モノリスを見上げながらプレートを取りだして、前に並んでいた人がしていたようにモノリスにかざすとプレートに文字がつらつらと記されていく。
【三階層】と記されたことを確認して俺は列から外れ、渡邉さんを探すと渡邉さんは他のダイバー二人組に囲まれていた。
「あの、渡邉さん、一緒に写真とか撮ってもらっても」
「あ、私も!」
「ええ良いですよ」
「あの~」
どうも渡邉さんを囲んでいたダイバーはかの有名なダイバーである渡邉さんのサインを欲しがっているらしく、それに割り込むのも気が引けるので写真を撮り終わるのを見届けてから声を掛ける。

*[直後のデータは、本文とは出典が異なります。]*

PR #5987, opened 2020-08-13
Prevent potential deadlock after pipeline deletion

### LINKED ISSUE #5287: Destroying a pipeline can get stuck
## Bug Report

When we tried to destroy a pipeline on our large Concourse deployment, there are times when the query to delete the pipeline in the database gets stuck. We saw two queries that have been running for 2 hours, one of them was the delete pipeline query

https://github.com/concourse/concourse/blob/a7716ae103636cdb15fbcfaca1211fd04d1cd749/atc/db/pipeline.go#L721-L726

and the other was one to delete build events https://github.com/concourse/concourse/blob/1756c865ae837c4141be4c0df98685c5ec7daf0e/atc/db/pipeline.go#L910-L911

We theorized that the two queries might have been deadlocked on each other, but that raises some suspicion because this normally would throw a deadlock error similar to the issue outlined in #3383.

## Expected Results

Deleting a pipeline does not get stuck.

## Actual Results

Deleting the pipeline gets stuck!

## Additional Context

As a result of this, the database CPU spiked to 100% and the API connection pool filled up. Because the API connection pool filled up, users would see slowness in the web UI and workers would stall because it is unable to heartbeat.

## Version Info

* Concourse version: 6.0
* Deployment type (BOSH/Docker/binary):
* Infrastructure/IaaS:
* Browser (if applicable):
* Did this used to work?

aoldershaw:

closes #5287  .

* Remove `pipeline_build_events_delete_trigger`, which previously dropped the `pipeline_build_events_x` table when the corresponding pipeline was deleted
  * Instead, deleting a pipeline marks it as deleted in a new `deleted_pipelines` table
* Modify the build log collector to drop the `pipeline_build_events_x` table for each pipeline that is marked as deleted in `deleted_pipelines`

## Notes to reviewer:

The motivation for this change is elaborated more in https://github.com/concourse/concourse/issues/5287#issuecomment-673472967, but essentially, having only one place where build events are deleted removes the risk of deadlocking here.

An alternative approach we considered was to compare the list of all (non-deleted) pipelines to the list of `pipeline_build_events_x` tables that are still around to determine which to delete. This would mean we wouldn't have to maintain the `deleted_pipelines` table. We went with the `deleted_pipelines` approach because it enables us to make decisions about *when* to remove pipeline build events for deleted pipelines. For instance, an operator may wish to keep build events around for 1 week after a pipeline is deleted. We don't currently support this, but it's a possibility with the chosen approach. Also, it kind of felt weird querying the list of tables in Postgres. Happy to reconsider the approach taken, though.

## Contributor Checklist

- [x] [Signed] all commits
- [ ] Updated [Documentation]

## Reviewer Checklist

- [ ] Code reviewed
- [ ] Tests reviewed
- [ ] Documentation reviewed
- [ ] Release notes reviewed
- [ ] PR acceptance performed
  the [integration
  `--help` text).

### DIFF
--- a/atc/db/pipeline_lifecycle.go
+++ b/atc/db/pipeline_lifecycle.go
@@ -110,6 +110,10 @@ func (p *pipelineLifecycle) RemoveBuildEventsForDeletedPipelines() error {
 
 	rows.Close()
 
+	if len(idsToDelete) == 0 {
+		return nil
+	}
+
 	for _, id := range idsToDelete {
 		_, err = p.conn.Exec(fmt.Sprintf("DROP TABLE IF EXISTS pipeline_build_events_%d", id))
 		if err != nil {
--- a/atc/db/pipeline_lifecycle.go
+++ b/atc/db/pipeline_lifecycle.go
@@ -2,6 +2,7 @@ package db
 
 import (
 	"database/sql"
+	"fmt"
 
 	sq "github.com/Masterminds/squirrel"
 	"github.com/concourse/concourse/atc/db/lock"
@@ -11,6 +12,7 @@ import (
 
 type PipelineLifecycle interface {
 	ArchiveAbandonedPipelines() error
+	RemoveBuildEventsForDeletedPipelines() error
 }
 
 func NewPipelineLifecycle(conn Conn, lockFactory lock.LockFactory) PipelineLifecycle {
@@ -83,6 +85,44 @@ func archivePipelines(tx Tx, conn Conn, lockFactory lock.LockFactory, rows *sql.
 		if err != nil {
 			return err
 		}
+	}
+
+	return nil
+}
+
+func (p *pipelineLifecycle) RemoveBuildEventsForDeletedPipelines() error {
+	rows, err := psql.Select("id").
+		From("deleted_pipelines").
+		RunWith(p.conn).
+		Query()
+	if err != nil {
+		return err
+	}
+
+	var idsToDelete []int
+	for rows.Next() {
+		var id int
+		if err := rows.Scan(&id); err != nil {
+			return err
+		}
+		idsToDelete = append(idsToDelete, id)
+	}
+
+	rows.Close()
+
+	for _, id := range idsToDelete {
+		_, err = p.conn.Exec(fmt.Sprintf("DROP TABLE IF EXISTS pipeline_build_events_%d", id))
+		if err != nil {
+			return err
+		}
+	}
+
+	_, err = psql.Delete("deleted_pipelines").
+		Where(sq.Eq{"id": idsToDelete}).
+		RunWith(p.conn).
+		Exec()
+	if err != nil {
+		return err
 	}
 
 	return nil
--- a/atc/db/pipeline_lifecycle_test.go
+++ b/atc/db/pipeline_lifecycle_test.go
@@ -91,8 +91,10 @@ var _ = Describe("PipelineLifecycle", func() {
 		)
 
 		BeforeEach(func() {
-			pipeline1 = defaultPipeline
-			pipeline2, _, _ = defaultTeam.SavePipeline("pipeline2", defaultPipelineConfig, 0, false)
+			pipeline1, _, err = defaultTeam.SavePipeline("pipeline1", defaultPipelineConfig, 0, false)
+			Expect(err).ToNot(HaveOccurred())
+			pipeline2, _, err = defaultTeam.SavePipeline("pipeline2", defaultPipelineConfig, 0, false)
+			Expect(err).ToNot(HaveOccurred())
 		})
 
 		pipelineBuildEventsExists := func(id int) bool {
@@ -104,8 +106,8 @@ var _ = Describe("PipelineLifecycle", func() {
 		}
 
 		It("drops the pipeline_build_events_x table for each deleted pipeline", func() {
-			pipeline1.Destroy()
-			pipeline2.Destroy()
+			destroy(pipeline1)
+			destroy(pipeline2)
 
 			err := pl.RemoveBuildEventsForDeletedPipelines()
 			Expect(err).ToNot(HaveOccurred())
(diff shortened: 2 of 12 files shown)


atc/db/pipeline_lifecycle_test.go
```diff
@@ -10,70 +12,124 @@ import (
...
-			defaultPipeline.Reload()
-			Expect(defaultPipeline.Archived()).To(BeFalse())
+	Describe("RemoveBuildEventsForDeletedPipelines", func() {
+		var (
+			pipeline1 db.Pipeline
+			pipeline2 db.Pipeline
+		)
+
+		BeforeEach(func() {
+			pipeline1 = defaultPipeline
```
chenbh, line 94: I was confused why we didn't save `pipeline1` until I realized `defaultPipeline` was saved in the suite setup. Maybe we should use it directly instead of renaming it (e.g. `defaultPipeline.Destroy()` down below)

atc/db/pipeline_lifecycle_test.go
```diff
@@ -10,70 +12,124 @@ import (
...
+			err := pl.RemoveBuildEventsForDeletedPipelines()
+			Expect(err).ToNot(HaveOccurred())
+
+			Expect(pipelineBuildEventsExists(pipeline1.ID())).To(BeFalse())
+			Expect(pipelineBuildEventsExists(pipeline2.ID())).To(BeFalse())
+		})
+
+		It("clears the deleted_pipelines table", func() {
+			pipeline1.Destroy()
+			pl.RemoveBuildEventsForDeletedPipelines()
```
chenbh, line 119:
```suggestion
			err := pl.RemoveBuildEventsForDeletedPipelines()
			Expect(err).ToNot(HaveOccurred())
```

atc/db/pipeline_test.go
```diff
@@ -1204,6 +1205,15 @@ var _ = Describe("Pipeline", func() {
 			Expect(err).ToNot(HaveOccurred())
 			Expect(found).To(BeFalse())
 		})
+
+		It("marks the pipeline ID in the deleted_pipelines table", func() {
+			pipeline.Destroy()
```
chenbh, line 1210: Just to be extra safe

```suggestion
			err := pipeline.Destroy()
			Expect(err).ToNot(HaveOccurred())
```

atc/db/pipeline_lifecycle.go
```diff
@@ -87,3 +89,41 @@ func archivePipelines(tx Tx, conn Conn, lockFactory lock.LockFactory, rows *sql.
...
+		if err := rows.Scan(&id); err != nil {
+			return err
+		}
+		idsToDelete = append(idsToDelete, id)
+	}
+
+	rows.Close()
+
+	for _, id := range idsToDelete {
+		_, err = p.conn.Exec(fmt.Sprintf("DROP TABLE IF EXISTS pipeline_build_events_%d", id))
```
clarafu, line 114: I think it's a great idea to not have all the queries run in a transaction, nice!

atc/db/pipeline_lifecycle_test.go
```diff
@@ -10,70 +12,124 @@ import (
...
+		pipelineBuildEventsExists := func(id int) bool {
+			var exists bool
+			err = dbConn.QueryRow(fmt.Sprintf("SELECT EXISTS (SELECT 1 FROM information_schema.tables WHERE table_name = 'pipeline_build_events_%d')", id)).Scan(&exists)
+			Expect(err).ToNot(HaveOccurred())
+
+			return exists
+		}
+
+		It("drops the pipeline_build_events_x table for each deleted pipeline", func() {
+			pipeline1.Destroy()
```
clarafu, line 107: nit: It's not a big deal but I might suggest to check the error for destroying the pipeline? 🤔  Just to make sure that it didn't error and that is actually what is causing `RemoveBuildEventsForDeletedPipelines` to not remove the build events for that pipeline.

aoldershaw: I guess what I'm struggling with is - what would cause `pipeline1.Destroy()` to fail? I might be wrong, but I think something would have to be pretty borked with the postgres runner for this to error, in which case we'd likely get a whole bunch of errors in other test cases, anyway.

IMO having the expectations focused on what the test case is actually testing is typically more valuable than erroring early, at least when the error is unlikely to happen/would affect a bunch of other tests. Feel free to challenge me on this - you've worked on this part of the codebase far longer than I have, and it's definitely possible that having more `Expect(err).ToNot(HaveOccurred())`s sprinkled around have made tests more robust/easy to debug for you.

cc @chenbh

atc/db/pipeline_lifecycle_test.go
aoldershaw: Fair, the asymmetric setup is a little weird. I'd rather keep the consistent naming of `pipeline1`/`pipeline2` though, rather than `defaultPipeline`/`pipeline2`, so I'll just save a new pipeline for `pipeline1` as well

atc/db/pipeline_lifecycle_test.go
aoldershaw: Going to push changes to add in the error checks since it's pretty minor anyway and I'd ideally like to get this in for 6.5. Found a decent compromise in adding a `destroy` helper that calls `pipeline.Destroy()` and ensures no error occurred. That way, at least the tests can remain easy to read while still giving us more helpful errors if an unexpected error occurs.

clarafu: Hm I don't think I have a very strong opinion on it, I've just seen times within db tests where because there was an error check missing it ended up taking much longer to figure out what went wrong. I think it might make your tests a bit more resilient to refactors because even though right now it is a simple `delete` query, it can be possible that someone in the future adds more logic within `pipeline.Destroy()` where an error can be thrown outside of the `delete` query.  But that being said, I really don't have a strong preference because I can also understand it taking away from the focus of the test. I think it's really up to you haha whatever you think is best! I just wanted to point it out just in case.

「あ、すいません!邪魔でしたよね!渡邉さん有難うございました!」
渡邉さんと写真を撮っていた二人組の男子の方が俺に気が付いて、ペコペコと頭を下げ、遅れて気が付いた女子の方も男の子に釣られて俺にペコペコと頭を下げて離れていった。
「邪魔しちゃいました?」
「いえ、ファンサービスも仕事の一環なので」
「やっぱり、人気者は違いますね」
「あはは、恥ずかしいですね」
人気者と言われて気恥ずかしかったのか、渡邉さんは少し頬を染めて眉根を下げていた。
「とりあえず、着替えますか」
「ですね」
渡邉さんが男といることに周りのダイバーも気が付き始めたのか辺りがざわつき始めたので俺が言うと、渡邉さんも軽く辺りを見渡して、他のダイバーからの視線に気が付いたのか、こくりと頷いた。
――――――――
俺は着替えを済ませ、更衣室から出るが、まだ渡邉さんは着替えているようだった。
更衣室の前でぼんやりと渡邉さんを待ちながら携帯を見ていると桜から連絡が来ていた。
『もしあれなら津奈ちゃんも一緒に晩御飯食べないかな?誘ってみて~』
「お待たせしました」
「……ん、あぁはい全然」
丁度桜からの連絡に何と返そうかと、思っていると渡邉さんも着替えが終わったようで携帯を見ていた俺を見上げている。
「……どうかしましたか?」
「あー、あのこの後ってなんか予定とか有りますか?」
「?いえ、特に予定とかは無いですけど……」
「ならよかったです。……実は桜が渡邉さんが良ければ一緒に晩御飯どうかって」
「良いんですか?」
「そりゃあ勿論」
「それではご相伴させていただきます」
「ははは……桜にそう連絡しておきます。確か今日は皆いるはずだし」
やけにかしこまった渡邉さんに乾いた笑いが漏れる。
「それは、楽しみですね」
「じゃあ行きますか」
「はい」
どうも今日の晩御飯は少し騒がしくなりそうだ。